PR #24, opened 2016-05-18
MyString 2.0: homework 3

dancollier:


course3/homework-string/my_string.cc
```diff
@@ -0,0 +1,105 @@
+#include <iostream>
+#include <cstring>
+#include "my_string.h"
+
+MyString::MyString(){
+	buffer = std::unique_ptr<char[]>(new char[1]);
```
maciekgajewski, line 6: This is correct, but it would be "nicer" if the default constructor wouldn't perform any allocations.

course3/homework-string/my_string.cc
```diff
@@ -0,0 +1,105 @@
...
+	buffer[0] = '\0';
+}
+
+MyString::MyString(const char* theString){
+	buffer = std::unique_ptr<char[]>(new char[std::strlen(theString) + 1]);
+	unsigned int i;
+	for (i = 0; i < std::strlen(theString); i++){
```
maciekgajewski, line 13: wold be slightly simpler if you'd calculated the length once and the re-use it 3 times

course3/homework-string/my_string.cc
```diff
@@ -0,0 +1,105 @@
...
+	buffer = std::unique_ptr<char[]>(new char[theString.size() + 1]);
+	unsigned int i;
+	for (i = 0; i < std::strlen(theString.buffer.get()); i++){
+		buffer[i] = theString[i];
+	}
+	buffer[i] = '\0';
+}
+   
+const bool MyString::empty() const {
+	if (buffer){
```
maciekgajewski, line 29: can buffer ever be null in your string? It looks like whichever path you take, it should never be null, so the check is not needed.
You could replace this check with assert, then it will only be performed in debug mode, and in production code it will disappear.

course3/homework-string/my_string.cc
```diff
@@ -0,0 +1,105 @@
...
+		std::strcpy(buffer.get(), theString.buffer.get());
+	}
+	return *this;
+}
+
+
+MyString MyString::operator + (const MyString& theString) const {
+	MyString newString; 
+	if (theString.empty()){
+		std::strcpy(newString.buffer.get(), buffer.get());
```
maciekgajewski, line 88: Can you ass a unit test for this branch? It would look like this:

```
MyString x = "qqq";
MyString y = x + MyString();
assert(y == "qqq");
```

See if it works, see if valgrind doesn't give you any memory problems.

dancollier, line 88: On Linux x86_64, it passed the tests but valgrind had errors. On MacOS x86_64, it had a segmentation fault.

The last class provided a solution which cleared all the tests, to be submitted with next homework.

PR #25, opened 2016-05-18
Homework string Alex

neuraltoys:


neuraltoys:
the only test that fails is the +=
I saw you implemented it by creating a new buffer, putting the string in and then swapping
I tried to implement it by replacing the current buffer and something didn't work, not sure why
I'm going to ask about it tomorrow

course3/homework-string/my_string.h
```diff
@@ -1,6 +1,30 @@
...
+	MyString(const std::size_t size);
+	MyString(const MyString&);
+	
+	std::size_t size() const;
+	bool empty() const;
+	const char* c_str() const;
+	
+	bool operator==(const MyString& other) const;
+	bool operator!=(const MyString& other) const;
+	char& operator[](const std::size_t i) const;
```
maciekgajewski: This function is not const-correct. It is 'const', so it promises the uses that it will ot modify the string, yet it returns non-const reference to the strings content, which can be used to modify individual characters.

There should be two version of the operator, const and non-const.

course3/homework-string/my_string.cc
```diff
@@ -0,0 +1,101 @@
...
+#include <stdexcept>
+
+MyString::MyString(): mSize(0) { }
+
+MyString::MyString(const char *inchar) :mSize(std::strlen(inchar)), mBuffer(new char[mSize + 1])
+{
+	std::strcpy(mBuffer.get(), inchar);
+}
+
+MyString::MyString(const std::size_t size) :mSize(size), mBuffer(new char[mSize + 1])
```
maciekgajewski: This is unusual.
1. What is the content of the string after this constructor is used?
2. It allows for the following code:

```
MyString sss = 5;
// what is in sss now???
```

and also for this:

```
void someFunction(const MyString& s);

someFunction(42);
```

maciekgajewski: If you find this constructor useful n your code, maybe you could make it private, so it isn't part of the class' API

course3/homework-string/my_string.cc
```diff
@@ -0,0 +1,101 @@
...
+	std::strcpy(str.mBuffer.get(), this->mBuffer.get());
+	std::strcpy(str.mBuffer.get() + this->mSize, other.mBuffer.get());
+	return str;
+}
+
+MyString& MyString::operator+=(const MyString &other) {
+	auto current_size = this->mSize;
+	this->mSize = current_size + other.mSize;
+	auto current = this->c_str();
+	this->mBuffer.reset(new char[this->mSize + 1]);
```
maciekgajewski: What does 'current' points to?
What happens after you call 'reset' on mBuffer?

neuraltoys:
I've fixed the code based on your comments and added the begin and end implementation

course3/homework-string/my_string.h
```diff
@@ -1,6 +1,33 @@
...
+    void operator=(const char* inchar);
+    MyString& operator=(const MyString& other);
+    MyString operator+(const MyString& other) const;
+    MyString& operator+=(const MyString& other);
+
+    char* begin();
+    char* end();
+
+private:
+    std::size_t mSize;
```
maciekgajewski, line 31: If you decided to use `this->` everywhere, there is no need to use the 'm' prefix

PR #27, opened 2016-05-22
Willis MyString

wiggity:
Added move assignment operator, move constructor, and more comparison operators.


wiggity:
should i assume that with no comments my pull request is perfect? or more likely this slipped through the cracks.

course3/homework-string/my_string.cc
======
From the first line to the last, return the data exactly.

Answer for the task ▸
PR #24, opened 2016-05-18
MyString 2.0: homework 3

dancollier:


course3/homework-string/my_string.cc
```diff
@@ -0,0 +1,105 @@
+#include <iostream>
+#include <cstring>
+#include "my_string.h"
+
+MyString::MyString(){
+	buffer = std::unique_ptr<char[]>(new char[1]);
```
maciekgajewski, line 6: This is correct, but it would be "nicer" if the default constructor wouldn't perform any allocations.

course3/homework-string/my_string.cc
```diff
@@ -0,0 +1,105 @@
...
+	buffer[0] = '\0';
+}
+
+MyString::MyString(const char* theString){
+	buffer = std::unique_ptr<char[]>(new char[std::strlen(theString) + 1]);
+	unsigned int i;
+	for (i = 0; i < std::strlen(theString); i++){
```
maciekgajewski, line 13: wold be slightly simpler if you'd calculated the length once and the re-use it 3 times

course3/homework-string/my_string.cc
```diff
@@ -0,0 +1,105 @@
...
+	buffer = std::unique_ptr<char[]>(new char[theString.size() + 1]);
+	unsigned int i;
+	for (i = 0; i < std::strlen(theString.buffer.get()); i++){
+		buffer[i] = theString[i];
+	}
+	buffer[i] = '\0';
+}
+   
+const bool MyString::empty() const {
+	if (buffer){
```
maciekgajewski, line 29: can buffer ever be null in your string? It looks like whichever path you take, it should never be null, so the check is not needed.
You could replace this check with assert, then it will only be performed in debug mode, and in production code it will disappear.

course3/homework-string/my_string.cc
```diff
@@ -0,0 +1,105 @@
...
+		std::strcpy(buffer.get(), theString.buffer.get());
+	}
+	return *this;
+}
+
+
+MyString MyString::operator + (const MyString& theString) const {
+	MyString newString; 
+	if (theString.empty()){
+		std::strcpy(newString.buffer.get(), buffer.get());
```
maciekgajewski, line 88: Can you ass a unit test for this branch? It would look like this:

```
MyString x = "qqq";
MyString y = x + MyString();
assert(y == "qqq");
```

See if it works, see if valgrind doesn't give you any memory problems.

dancollier, line 88: On Linux x86_64, it passed the tests but valgrind had errors. On MacOS x86_64, it had a segmentation fault.

The last class provided a solution which cleared all the tests, to be submitted with next homework.

PR #25, opened 2016-05-18
Homework string Alex

neuraltoys:


neuraltoys:
the only test that fails is the +=
I saw you implemented it by creating a new buffer, putting the string in and then swapping
I tried to implement it by replacing the current buffer and something didn't work, not sure why
I'm going to ask about it tomorrow

course3/homework-string/my_string.h
```diff
@@ -1,6 +1,30 @@
...
+	MyString(const std::size_t size);
+	MyString(const MyString&);
+	
+	std::size_t size() const;
+	bool empty() const;
+	const char* c_str() const;
+	
+	bool operator==(const MyString& other) const;
+	bool operator!=(const MyString& other) const;
+	char& operator[](const std::size_t i) const;
```
maciekgajewski: This function is not const-correct. It is 'const', so it promises the uses that it will ot modify the string, yet it returns non-const reference to the strings content, which can be used to modify individual characters.

There should be two version of the operator, const and non-const.

course3/homework-string/my_string.cc
```diff
@@ -0,0 +1,101 @@
...
+#include <stdexcept>
+
+MyString::MyString(): mSize(0) { }
+
+MyString::MyString(const char *inchar) :mSize(std::strlen(inchar)), mBuffer(new char[mSize + 1])
+{
+	std::strcpy(mBuffer.get(), inchar);
+}
+
+MyString::MyString(const std::size_t size) :mSize(size), mBuffer(new char[mSize + 1])
```
maciekgajewski: This is unusual.
1. What is the content of the string after this constructor is used?
2. It allows for the following code:

```
MyString sss = 5;
// what is in sss now???
```

and also for this:

```
void someFunction(const MyString& s);

someFunction(42);
```

maciekgajewski: If you find this constructor useful n your code, maybe you could make it private, so it isn't part of the class' API

course3/homework-string/my_string.cc
```diff
@@ -0,0 +1,101 @@
...
+	std::strcpy(str.mBuffer.get(), this->mBuffer.get());
+	std::strcpy(str.mBuffer.get() + this->mSize, other.mBuffer.get());
+	return str;
+}
+
+MyString& MyString::operator+=(const MyString &other) {
+	auto current_size = this->mSize;
+	this->mSize = current_size + other.mSize;
+	auto current = this->c_str();
+	this->mBuffer.reset(new char[this->mSize + 1]);
```
maciekgajewski: What does 'current' points to?
What happens after you call 'reset' on mBuffer?

neuraltoys:
I've fixed the code based on your comments and added the begin and end implementation

course3/homework-string/my_string.h
```diff
@@ -1,6 +1,33 @@
...
+    void operator=(const char* inchar);
+    MyString& operator=(const MyString& other);
+    MyString operator+(const MyString& other) const;
+    MyString& operator+=(const MyString& other);
+
+    char* begin();
+    char* end();
+
+private:
+    std::size_t mSize;
```
maciekgajewski, line 31: If you decided to use `this->` everywhere, there is no need to use the 'm' prefix

PR #27, opened 2016-05-22
Willis MyString

wiggity:
Added move assignment operator, move constructor, and more comparison operators.


wiggity:
should i assume that with no comments my pull request is perfect? or more likely this slipped through the cracks.

course3/homework-string/my_string.cc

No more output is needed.